Posted by planetzero on August 15, 2007, at 9:03:24

Ah yes, the big world wide web. I dunno, anonymity seems comforting - you can disclose more, right? Talk about the things you'd never say to someone else in person, not even to your own therapist.

& it would seem especially cruel to resort to lies, manipulation etc on a site devoted to mental health. But it happens/has happened/will happen. The internet & this site are public - you can be/have been/will be traced IRL.

Be careful, please.

I direct your attention the the NYT -

http://www.nytimes.com/2007/08/12/magazine/12wwln-lede-t.html?_r=1&oref=slogin

The Way We Live Now
Not Being There
Paul Barton



By CHRISTOPHER CALDWELL
Published: August 12, 2007
“Granola-eating street fighter” is the unimprovable description that BusinessWeek.com recently bestowed on John P. Mackey, the chief executive of Whole Foods Market. There certainly aren’t many people like Mackey, a vegan who has ruthlessly built Whole Foods into a $6 billion chain of organic groceries. But there are a lot of people who, one way or another, share his recent predicament.

This spring, the Federal Trade Commission moved to block Whole Foods’ $565 million bid to buy out its leading competitor, Wild Oats. In the course of its investigation, the F. T. C. found that Mackey had disguised his identity to make at least 1,300 postings on Yahoo’s stock message boards between January 1999 and May 2006. Under the alias Rahodeb (an anagram of his wife’s name, Deborah), he talked up his company’s stock and trashed his competitor’s. In October 2000, he wrote of Wild Oats that “once the market figures out [Whole Foods] isn’t going to buy this company, it’s headed to $3.00 — or less.” This use of an alias to manufacture support for one’s own position — known, after the homemade ventriloquist’s prop, as “sock puppetry” to chat-room regulars — puts another problem on Mackey’s plate. It also confounds one of our cherished myths about the Internet.
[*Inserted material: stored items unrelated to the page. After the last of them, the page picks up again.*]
Issue #1416, opened 2018-06-02
Add support for Flatpak packages


LeandroStanger:

TheCycoONE:
I am open to the idea, but not willing to take it on myself. Do you have any experience?

LeandroStanger:
@nedrichards @TingPing could help?

f35f0ef9d0e827dae86552d3899f78fc:
I've never made a Flatpak before, or contributed to this project, but I think I could learn how. I will look into this.

LeandroStanger:
Publish the app on Flathub
https://github.com/flathub/flathub/wiki/App-Submission

TheCycoONE:
So is the first step to fork flathub under CorsixTH and create the branch? I can do that. I would like someone else to write the manifest file. The App ID should be com.corsixth.CorsixTH

TheCycoONE:
https://github.com/CorsixTH/flathub/tree/com.corsixth.CorsixTH

rmnvgr:
Hello,

I've written a manifest for CorsixTH: https://github.com/rmnvgr/flathub/tree/com.corsixth.CorsixTH

If it looks good to you, I'll create a PR to make it available on Flathub.

TheCycoONE:
It's not clear to me if it's possible but it would be nice to provide wayland support if available. I see the fallback-x11 socket in the documentation, but I can't tell how you would toggle SDL_VIDEODRIVER=wayland based off that.

Certainly not a requirement if it's not possible.

TheCycoONE:
One other note, since my prior comments on this ticket our appstream metadata id and desktop id was changed to com.corsixth.corsixth, in accordance with the guidelines: https://www.freedesktop.org/software/appstream/docs/chap-Metadata.html#tag-id-generic so the flatpak should have the same application id.

rmnvgr:
> It's possible to trim down ffmpeg quite a bit, if that's a concern. We don't need any of the binaries, and for now we only use the smacker and smackaud decoders, and smacker demuxer.

I was already stripping the binaries, I didn't know exactly which components where needed, but thanks to your input I've edited the manifest to only build the necessary components.

> It's not clear to me if it's possible but it would be nice to provide wayland support if available. I see the fallback-x11 socket in the documentation, but I can't tell how you would toggle SDL_VIDEODRIVER=wayland based off that.

[...]

PR #1871, opened 2021-05-10
Metainfo: Provide the old app ID

rmnvgr:
Providing the old app ID prevents app stores from showing duplicate entries if some sources still use it.


lewri:
#1416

The chance to try on fresh identities was the great boon that life online was supposed to afford us. Multiuser role-playing games and discussion groups would be venues for living out fantasies. Shielded by anonymity, everyone could now pass a “second life” online as Thor the Motorcycle Sex God or the Sage of Wherever. Some warned, though, that there were other possibilities. The Stanford Internet expert Lawrence Lessig likened online anonymity to the ring of invisibility that surrounds the shepherd Gyges in one of Plato’s dialogues. Under such circumstances, Plato feared, no one is “of such an iron nature that he would stand fast in justice.”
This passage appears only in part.